▶ **THE PROBLEM**: What you should copy is the line containing "row, but **no" and all lines after it in the entries below, exactly and without anything added.

▶ **MATERIAL TO PROCESS**:
══════════
PR #22400, opened 2026-04-27
fix: swallow DB errors in `FeatureFlagModel` for non-UUID userUuids

pimmey:
### Description:

Fixes a regression affecting embed accounts where a non-UUID `userUuid` (e.g. `external::…`) causes Postgres to throw a `22P02` invalid UUID syntax error during feature flag database lookups. Previously, this would result in a 500 error rather than gracefully resolving the flag as disabled.

The fix extracts the database error handling into a shared `tryGetFromDatabase` helper that catches any database errors, logs a warning, and returns `null` (resolving to disabled) instead of propagating the exception. This replaces the previously inconsistent error handling where some code paths had try/catch and others did not.

Tests have been added to verify that `EnableTimezoneSupport` and `EnableDataApps` flag lookups both return `enabled: false` rather than throwing when the database layer fails.

### DIFF
--- a/packages/backend/src/models/FeatureFlagModel/FeatureFlagModel.test.ts
+++ b/packages/backend/src/models/FeatureFlagModel/FeatureFlagModel.test.ts
@@ -7,9 +7,17 @@ import { FeatureFlagModel } from './FeatureFlagModel';
 // Minimal stub — tests below don't exercise the database layer
 const databaseStub = {} as Knex;
 
-const buildModel = (configOverrides: Partial<LightdashConfig> = {}) =>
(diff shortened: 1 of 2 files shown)


pimmey:
* **#22400** <a href="https://app.graphite.com/github/pr/lightdash/lightdash/22400?utm_source=stack-comment-icon" target="_blank">Graphite</a> 👈 <a href="https://app.graphite.com/github/pr/lightdash/lightdash/22400?utm_source=stack-comment-view-in-graphite" target="_blank">(View in Graphite)</a>
* `main`


<h2></h2>

PR #22405, opened 2026-04-27
fix: adopt SCIM orphan users instead of wiping openid_identity on 409

### LINKED ISSUE #22402: SCIM `createUser` corrupts orphan users on conflict, causing 409 retry loops
### Summary

  When SCIM `POST /api/v1/scim/v2/Users` is called for an email that already exists in the database without an organization membership (an "orphan"
  user), the request fails with `409 uniqueness` **and** permanently deletes the user's `openid_identity` rows. Because Okta retries indefinitely
  (~every 30 min), the user is locked out of SSO and the loop never recovers on its own.

  ### Reproduction

  1. A user logs in via OIDC JIT but does not meet the auto-join conditions in `UserService.ts:885–893` (requires `groups.enabled && enableGroupSync
  && groups.length > 0 && allowedOrgs.length === 1`). Result: a user row + verified email row + openid_identity row, but **no
  `organization_memberships` row**.
  2. SCIM is enabled / Okta later attempts to provision the same email via `POST /Users`.
  3. `ScimService.createUser` is called.

.

### version

_No response_

### Cloud or self-hosting

None

rephus:
Closes:  https://github.com/lightdash/lightdash/issues/22402

Before
CleanShot 2026-04-27 at 16 19 01

After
══════════
▶ **RESPONSE AREA**:
  && groups.length > 0 && allowedOrgs.length === 1`). Result: a user row + verified email row + openid_identity row, but **no
  `organization_memberships` row**.
  2. SCIM is enabled / Okta later attempts to provision the same email via `POST /Users`.
  3. `ScimService.createUser` is called.

.

### version

_No response_

### Cloud or self-hosting

None

rephus:
Closes:  https://github.com/lightdash/lightdash/issues/22402

Before
CleanShot 2026-04-27 at 16 19 01

After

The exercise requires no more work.